Recorded data

=== Section Start ===

PR #194, opened 2026-09-01
Rework pairing attempt gating

balloobbot:
Reworks how code-based pairing attempts are gated, from the [#183 lockout discussion](https://github.com/Sendspin/spec/pull/183#discussion_r3893019825).

Dynamic pairing code: the persisted failure counter and its escalation to gesture-gating are gone. A failed attempt is one where the client started emitting the code and the attempt ended without a successful `server_kc` verification. After 20 consecutive failed attempts the client MUST hold attempts back until a deliberate, manufacturer-defined operator action; which action is the manufacturer's choice, with guidance tracked in #205. The count is global across servers and addresses and resets on success or on that action. How a client paces attempts before the limit is its own choice, and it MAY be stricter, including a gesture from the first attempt. Since any deliberate action qualifies, no device is locked out, and since a client with no limit is not conformant, manufacturers have a spec section to point a test lab at (ETSI EN 303 645 provision 5.1-5, EN 18031-1 AUM-6).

=== Section End ===

*Directions*:
With the line containing "Rework pairing attempt gating" as the first and the last line of the records as the final one, print exactly the lines in that span.

*Output of the exercise*:
Rework pairing attempt gating

balloobbot:
Reworks how code-based pairing attempts are gated, from the [#183 lockout discussion](https://github.com/Sendspin/spec/pull/183#discussion_r3893019825).

Dynamic pairing code: the persisted failure counter and its escalation to gesture-gating are gone. A failed attempt is one where the client started emitting the code and the attempt ended without a successful `server_kc` verification. After 20 consecutive failed attempts the client MUST hold attempts back until a deliberate, manufacturer-defined operator action; which action is the manufacturer's choice, with guidance tracked in #205. The count is global across servers and addresses and resets on success or on that action. How a client paces attempts before the limit is its own choice, and it MAY be stricter, including a gesture from the first attempt. Since any deliberate action qualifies, no device is locked out, and since a client with no limit is not conformant, manufacturers have a spec section to point a test lab at (ETSI EN 303 645 provision 5.1-5, EN 18031-1 AUM-6).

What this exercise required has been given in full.